> _Task prompt_
Word for word, restate the lines of the material below from its first line through the one containing "the primary change". Omit the rest.

> _Information given_
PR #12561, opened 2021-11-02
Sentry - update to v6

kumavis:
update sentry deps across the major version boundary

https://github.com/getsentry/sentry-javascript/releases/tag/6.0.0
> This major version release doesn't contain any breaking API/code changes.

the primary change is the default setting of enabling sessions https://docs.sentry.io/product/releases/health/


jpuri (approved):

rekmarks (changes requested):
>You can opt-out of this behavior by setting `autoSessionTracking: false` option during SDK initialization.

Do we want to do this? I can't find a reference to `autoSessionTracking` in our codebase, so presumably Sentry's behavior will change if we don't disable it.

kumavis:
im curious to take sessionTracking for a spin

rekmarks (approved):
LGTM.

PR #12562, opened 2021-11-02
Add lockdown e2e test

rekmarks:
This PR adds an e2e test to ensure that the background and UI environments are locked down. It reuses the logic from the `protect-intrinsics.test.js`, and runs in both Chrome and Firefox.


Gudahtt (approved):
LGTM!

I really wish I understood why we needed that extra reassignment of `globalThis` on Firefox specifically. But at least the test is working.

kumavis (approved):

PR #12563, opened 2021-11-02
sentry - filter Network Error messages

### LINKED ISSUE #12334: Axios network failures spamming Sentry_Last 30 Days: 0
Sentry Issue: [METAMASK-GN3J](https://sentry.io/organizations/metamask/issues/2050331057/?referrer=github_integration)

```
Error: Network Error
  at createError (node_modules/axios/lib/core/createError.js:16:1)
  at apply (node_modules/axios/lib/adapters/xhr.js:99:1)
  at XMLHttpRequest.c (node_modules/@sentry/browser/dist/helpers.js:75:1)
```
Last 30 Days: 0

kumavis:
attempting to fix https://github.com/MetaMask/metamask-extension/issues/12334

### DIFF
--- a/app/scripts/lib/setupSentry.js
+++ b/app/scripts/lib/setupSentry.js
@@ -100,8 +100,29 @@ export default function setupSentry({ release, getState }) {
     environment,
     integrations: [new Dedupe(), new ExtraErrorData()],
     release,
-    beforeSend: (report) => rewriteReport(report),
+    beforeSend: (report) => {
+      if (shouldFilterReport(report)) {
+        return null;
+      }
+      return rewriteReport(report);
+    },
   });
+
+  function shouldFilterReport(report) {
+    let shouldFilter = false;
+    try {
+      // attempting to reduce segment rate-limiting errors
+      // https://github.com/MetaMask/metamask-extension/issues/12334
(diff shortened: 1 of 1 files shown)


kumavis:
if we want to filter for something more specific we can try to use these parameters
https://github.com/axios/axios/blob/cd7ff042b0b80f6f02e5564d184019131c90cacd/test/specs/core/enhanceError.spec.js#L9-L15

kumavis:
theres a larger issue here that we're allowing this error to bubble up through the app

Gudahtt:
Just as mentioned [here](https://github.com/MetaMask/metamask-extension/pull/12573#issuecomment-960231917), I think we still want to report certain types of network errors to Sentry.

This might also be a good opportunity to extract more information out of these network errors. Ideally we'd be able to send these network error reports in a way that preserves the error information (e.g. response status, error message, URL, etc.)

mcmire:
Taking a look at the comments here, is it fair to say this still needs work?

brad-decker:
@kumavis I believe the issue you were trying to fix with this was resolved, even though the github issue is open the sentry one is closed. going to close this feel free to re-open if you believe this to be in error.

> _Task answer_
PR #12561, opened 2021-11-02
Sentry - update to v6

kumavis:
update sentry deps across the major version boundary

https://github.com/getsentry/sentry-javascript/releases/tag/6.0.0
> This major version release doesn't contain any breaking API/code changes.

the primary change is the default setting of enabling sessions https://docs.sentry.io/product/releases/health/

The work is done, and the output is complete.